[Recorded data]
PR #297, opened 2017-10-22
Add Hush

leto:
This adds Hush to electrumX. This commit has been powering transactions on main-net via the superNET fork:

https://github.com/SuperNETorg/electrumx/commit/8e55df9a7b5ea9bac01019e9183e36cd45893e30

which they are already running in production.

Additionally, this code was used to do a cross-chain atomic swap between HUSH and KMD, some links:

alicepayment 0.1001 KMD https://kmd.explorer.supernet.org/tx/4e45b45d501fb5892e1409c181db8b4d63c060cb954bb4e4e06dafdb4461ca50
bobpayment 0.11299695 HUSH https://explorer.myhush.org/tx/cda7db0094d8ee0181e2b48ac5873de2d0586e021bbf69f39f9fa61b7f624e00
bobdeposit 0.12710906 HUSH https://explorer.myhush.org/tx/0d46062aa3a07c56ebfd7fc458a76f5f188dee1e925aa505c879dba68dfde48d

Thanks for Electrum, it's awesome open source software! 😸

PR #309, opened 2017-11-12
Add Hush support, part deux

leto:
This is an updated version of https://github.com/kyuupichan/electrumx/pull/297, which I rebased from the latest master to get the Emercoin changes, and then added some tests for normal and P2SH Hush addresses. Please let me know if you would like other types of tests :metal:


ingamx:
Tests passing . Nice leto

kyuupichan:
The coverage report for lib/coins.py does not show the 2 functions in Hush class being tested at all; that is my main concern.  

https://coveralls.io/builds/14158493/source?filename=lib%2Fcoins.py

leto:
@kyuupichan after submitting my PR, I found the test data files for each chain, and I added one for Hush. At first I thought it was just the output of `hush-cli getblock` but then I realized it was the output of the ElectrumX RPC, since it contains the `block` header that our normal JSON does not contain, i.e. the deserialized data. I am currently trying to get valid test JSON data, and will update this PR when I have that working.

FYI, the 2 functions I added are exactly the same as the Zcash functions, Hush did not change any of that. I was thinking of maybe making a Mixin, but didn't want to change too much. Do you have thoughts on that?

leto:
@kyuupichan I have been digging deep, but I do not know how to generate the `block` key in the test data for each coin listed here: https://github.com/kyuupichan/electrumx/tree/master/tests/blocks

I have almost-correct test data here: https://github.com/leto/electrumx/blob/hush/tests/blocks/hush_mainnet_420.json but my `block` data in invalid and causes test failures.

I don't see any ElectrumX RPC method that returns the exact JSON in the test data files, can you throw me a 🍖 ? If I need to hand-carve it, any documentation about that would be appreciated.

kyuupichan:
Testing the header function is easy - just pass it the raw 140 binary bytes of a header and assert the result is what you expect.
Similarly the other function takes the binary bytes of a block - you have one in your test already but it's a hex string rather than binary bytes - and returns the header as binary bytes.  That header can be passed into the first function.  That way you're testing both at once.

ingamx:
how sweet 👍

erasmospunk:
@leto please use the new `EquihashMixin` to remove duplicate code (be sure to `git rebase` to the latest master)

Check commit https://github.com/kyuupichan/electrumx/commit/f3fea9f8ee88305aa087bb996a3d1857708b3a20 that added support to `EquihashMixin`.

erasmospunk:
@leto Also regarding the test json file, just use the `getblockhash` and `getblock` to get the decomposed block from the daemon. Remove any extra fields that you don't see in other coins and call `getblock` with an additional `false` argument to get the raw block and add it to the `"block"` field.

leto:
This was redone in https://github.com/kyuupichan/electrumx/pull/319, closing this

__WORK TO BE COMPLETED__:
Show every line of the data in which the word "code" appears.

__SOLUTION__:
Additionally, this code was used to do a cross-chain atomic swap between HUSH and KMD, some links:
@leto please use the new `EquihashMixin` to remove duplicate code (be sure to `git rebase` to the latest master)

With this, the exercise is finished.